Your answer is one number: the count of lines below that hold the word "util".

Data excerpts =
──────

PR #1461, opened 2026-06-09
Expose LBCapability condition on system VPCNetworkConfiguration for VNA+IPv6

poojav25:
VNA (VLANBackedVPC) does not support L4 IPv6 Load Balancing when NSX-LB
is in use. NSX Operator now sets an LBCapability status condition on the
system VPCNetworkConfiguration so WCPSVC can observe this limitation
without probing NSX directly.

Setup: TEP-less (VNA) Supervisor with use_native_loadbalancer=True and ip_family=IPv6 or ip_family=DualStack in the nsx-operator config.

Verify condition is set:
```
kubectl get vpcnetworkconfiguration system -o jsonpath='{.status.conditions[?(@.type=="LBCapability")]}'
```

Expected:
```
{
  "lastTransitionTime": "...",
  "reason": "IPv6 LB is not supported as VPCs are hosted on VNA",
  "status": "False",
  "type": "LBCapability"
}
```

### DIFF
--- a/pkg/apis/vpc/v1alpha1/condition_types.go
+++ b/pkg/apis/vpc/v1alpha1/condition_types.go
@@ -14,6 +14,7 @@ const (
 	ServiceClusterReady        ConditionType = "ServiceClusterReady"
 	AutoSnatEnabled            ConditionType = "AutoSnatEnabled"
 	ExternalIPBlocksConfigured ConditionType = "ExternalIPBlocksConfigured"
+	LBCapability               ConditionType = "LBCapability"
 	DeleteFailure              ConditionType = "DeletionFailed"
 	UpdateFailure              ConditionType = "UpdateFailed"
 )
--- a/pkg/controllers/networkinfo/networkinfo_controller.go
+++ b/pkg/controllers/networkinfo/networkinfo_controller.go
@@ -463,9 +463,9 @@ func (r *NetworkInfoReconciler) Reconcile(ctx context.Context, req ctrl.Request)
 	// LBCapability=False is informational only — namespace readiness is not blocked.
 	if ncName == commonservice.SystemVPCNetworkConfigurationName {
 		ipFamily := r.Service.NSXConfig.K8sConfig.GetIPAddressType()
-		lbCapable := !(networkStack == v1alpha1.VLANBackedVPC &&
-			lbProvider == vpc.NSXLB &&
-			util.IPAddressTypeIncludesIPv6(ipFamily))
+		lbCapable := networkStack != v1alpha1.VLANBackedVPC ||
+			lbProvider != vpc.NSXLB ||
+			!util.IPAddressTypeIncludesIPv6(ipFamily)
 		// When LBCapability is False, read NSX LBS realization alarms (best-effort) so
 		// manual testing can observe what NSX actually reports. The hardcoded reason string
 		// is always used for machine-readability; the NSX alarm goes into the message field.
--- a/pkg/controllers/networkinfo/networkinfo_controller.go
+++ b/pkg/controllers/networkinfo/networkinfo_controller.go
@@ -329,15 +329,22 @@ func (r *NetworkInfoReconciler) Reconcile(ctx context.Context, req ctrl.Request)
 		log.Error(err, "Failed to get LB Provider")
 		return common.ResultRequeue, nil
 	}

──────

Exercise response = 2